Nothing but a number is wanted here: the tally of lines in the material below that include "when".

Dataset entries section start

PR #185, opened 2019-01-17
add status outcome

jbarlow96:
Needed to add status under outcome in order for "change status" to work on the admin dashboard.


src/drivers/MongoDriver.ts
```diff
@@ -1667,6 +1667,8 @@ export class MongoDriver implements DataStore {
         contributors: contributorIds,
         collection: object.collection,
         lock: object.lock,
+        // @ts-ignore
+        status: object.status,
```
DonSeannelly: We should leave a FIXME here to note that after clark-entity is upgraded to include the status property, this tsignore should be removed.

PR #188, opened 2019-01-23
New Access Groups 

nvisal1:
- Remove current admin middleware usage 
- Implement new AuthGaurd that checks for correct accessGroup strings 
- AccessGroup verification now occurs at the interactor level 
- Fix broken togglePublish and deleteLearningObject functions in AdminLearningObjectInteractor
- Reimplement 401 http status error when correct accessGroup is not present


src/drivers/MongoDriver.ts
```diff
@@ -1067,13 +1067,13 @@ export class MongoDriver implements DataStore {
   ): Promise<LearningObject[]> {
     return await Promise.all(
       docs.map(async doc => {
-        const author = await this.fetchUser(doc.authorID);
+        const author = await this.fetchUser(doc.authorID)
```
nrwinner: Why did we remove semicolons here?

src/drivers/MongoDriver.ts
```diff
@@ -1067,13 +1067,13 @@ export class MongoDriver implements DataStore {
...
         const learningObject = await this.generateLearningObject(
           author,
           doc,
           full,
         );
-        learningObject.id = doc._id;
+        learningObject.id = doc._id
```
nrwinner: Why did we remove semicolons here?

src/interactors/AuthGuard.ts
```diff
@@ -0,0 +1,25 @@
...
+  CURATOR = 'curator',
+  REVIEWER = 'reviewer',
+  USER = 'user'
+}
+
+export function verifyAccessGroup(userAccessGroups: string[], requiredAccessGroups: string[]) {
+   
+    let hasAccess = false;
+    userAccessGroups.forEach(userGroup => {
+        requiredAccessGroups.forEach(requiredGroup => {
```
nrwinner: Can we do this more efficiently?

src/drivers/express/ExpressAdminRouteDriver.ts
```diff
@@ -2,6 +2,7 @@ import { LearningObject } from '@cyber4all/clark-entity';
 import { Router } from 'express';
 import { AdminLearningObjectInteractor } from '../../interactors/interactors';
 import { DataStore, FileManager, LibraryCommunicator } from '../../interfaces/interfaces';
+import { access } from 'fs';
```
DonSeannelly: Was this perhaps auto-imported? I don't see it used anywhere.

src/drivers/express/ExpressAdminRouteDriver.ts
```diff
@@ -80,24 +84,30 @@ export class ExpressAdminRouteDriver {
...
             this.dataStore,
+            accessGroups,
             page,
             limit,
           );
         }
         res.status(200).send(learningObjects);
       } catch (e) {
         console.error(e);
+        if (e instanceof Error) {
```
DonSeannelly: I really like that we are adding some better error handling logic here 👍. Is there a way we could ensure that if there is an Error thrown, it is in fact for invalid access? Currently, this will catch all errors and so I could see us getting some weird responses in certain failure situations.

Perhaps we could throw the access error with a particular string as its message: 
```
throw new Error('Invalid Access');
```

So that we could do something like:
```
if (e instanceof Error && e.message === 'Invalid Access')
```

nvisal1: Ok, I like this. I was trying to avoid string comparison, but I see your point. After reviewing your refactor-to-modules PR, I noticed the LearningObjectError const. Maybe we can store all error strings in there?

src/drivers/express/ExpressAdminRouteDriver.ts
nvisal1: Yeah, that's an auto import

src/drivers/express/ExpressAdminRouteDriver.ts
DonSeannelly: Yeah, having a constant that is used when throwing and evaluating the error would definitely be a better way to go with this.

src/LearningObjectStats/LearningObjectStatsInteractor.ts
```diff
@@ -17,12 +17,12 @@ export interface LearningObjectStats {
   };
 }
 export interface LearningObjectStatDatastore {
-  fetchStats(params: { query: any }): Promise<LearningObjectStats>;
+  fetchStats(params: { query: any }): Promise<Partial<LearningObjectStats>>;
```
davidnso: does this change cause any issues with other drivers that may use this function?

src/drivers/MongoDriver.ts
nvisal1: This is fixed now

src/drivers/MongoDriver.ts
nvisal1: This is fixed now

src/interactors/AuthGuard.ts
nvisal1: I removed the nested loop. Now there is one loop that compares the array contents with indexof

src/LearningObjectStats/LearningObjectStatsInteractor.ts
nvisal1: This was part of a merge conflict that @gshaw1997 helped me resolve. This code should be up to date with concrete implementations.

gshaw1997: @nvisal1 Was this branch merged with master? The return type should be `Promise<LearningObjectStats>` now.

src/LearningObjectStats/LearningObjectStatsInteractor.ts
```diff
@@ -17,12 +17,12 @@ export interface LearningObjectStats {
...
 }
 
 export async function getStats(params: {
   dataStore: LearningObjectStatDatastore;
   query: any;
-}): Promise<LearningObjectStats> {
+}): Promise<Partial<LearningObjectStats>> {
```
gshaw1997: @nvisal1 Was this branch merged with master? The return type should be `Promise<LearningObjectStats>` now.

src/drivers/express/ExpressAdminRouteDriver.ts
```diff
@@ -179,7 +211,11 @@ export class ExpressAdminRouteDriver {
           res.sendStatus(200);
         } catch (e) {
           console.error(e);
-          res.status(500).send(e);
+          if (e.includes('Invalid Access')) {
```
gshaw1997: How does the interactor know to throw an 'Invalid Access` error here if no information about the requester is being passed to the `toggleLock` method?

src/drivers/express/ExpressAdminRouteDriver.ts
```diff
@@ -192,25 +228,36 @@ export class ExpressAdminRouteDriver {
...
```
gshaw1997: How does the interactor know to throw an 'Invalid Accesserror here if no information about the requester is being passed to thetoggleLock` method?

src/LearningObjectStats/LearningObjectStatsInteractor.ts
nvisal1: Good catch @davidnso

src/drivers/express/ExpressAdminRouteDriver.ts
nvisal1: I updated the toggleLock method. I looked over it because it will be phased out of the system soon.

src/interactors/AuthGuard.ts
```diff
@@ -0,0 +1,25 @@
...
+  REVIEWER = 'reviewer',
+  USER = 'user'
+}
+
+export function verifyAccessGroup(userAccessGroups: string[], requiredAccessGroups: string[]) {
+   
+    let hasAccess = false;
+    userAccessGroups.forEach(userGroup => {
+        if (requiredAccessGroups.indexOf(userGroup) > -1 ) {
+            hasAccess = true;
```
gshaw1997: We should `break` here since we're done after we find a match.

src/interactors/AdminLearningObjectInteractor.ts
```diff
@@ -49,12 +57,15 @@ export class AdminLearningObjectInteractor {
     level: string[],
     standardOutcomeIDs: string[],
     text: string,
+    userAccessGroups: string[],
     orderBy?: string,
     sortType?: number,
     page?: number,
     limit?: number,
-  ): Promise<any> {
+  ): Promise<{ total: number; objects: LearningObject[] } | Error> {
```
gshaw1997: Errors are not actually being returned here. A rejected `Promise` with an error message is being returned instead.

src/interactors/AdminLearningObjectInteractor.ts
```diff
@@ -82,11 +97,18 @@ export class AdminLearningObjectInteractor {
     fileManager: FileManager,
     library: LibraryCommunicator,
     learningObjectID: string,
-  ): Promise<any> {
+    userAccessGroups: string[]
+  ): Promise<LearningObject | Error> {
```
gshaw1997: Errors are not actually being returned here. A rejected `Promise` with an error message is being returned instead.

src/interactors/AdminLearningObjectInteractor.ts
```diff
@@ -95,25 +117,34 @@ export class AdminLearningObjectInteractor {
     username: string,
     id: string,
     published: boolean,
-  ): Promise<void> {
+    userAccessGroups: string[]
+  ): Promise<void | Error> {
```
gshaw1997: Errors are not actually being returned here. A rejected `Promise` with an error message is being returned instead.

src/interactors/AdminLearningObjectInteractor.ts
```diff
@@ -125,18 +156,27 @@ export class AdminLearningObjectInteractor {
     fileManager: FileManager,
     username: string,
     learningObjectName: string,
-  ): Promise<void> {
+    library: LibraryCommunicator,
+    userAccessGroups: string[]
+  ): Promise<void | Error> {
```
gshaw1997: Errors are not actually being returned here. A rejected `Promise` with an error message is being returned instead.

src/interactors/AdminLearningObjectInteractor.ts
```diff
@@ -146,19 +186,26 @@ export class AdminLearningObjectInteractor {
     library: LibraryCommunicator,
     username: string,
     learningObjectIDs: string[],
-  ): Promise<void> {
+    userAccessGroups: string[]
+  ): Promise<void  | Error> {
```
gshaw1997: Errors are not actually being returned here. A rejected `Promise` with an error message is being returned instead.

src/interactors/AdminLearningObjectInteractor.ts
```diff
@@ -167,16 +214,23 @@ export class AdminLearningObjectInteractor {
     fileManager: FileManager,
     id: string,
     learningObject: LearningObject,
-  ): Promise<void> {
+    userAccessGroups: string[]
+  ): Promise<void | Error> {
```
gshaw1997: Errors are not actually being returned here. A rejected `Promise` with an error message is being returned instead.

Dataset entries section end

# Written solution:
2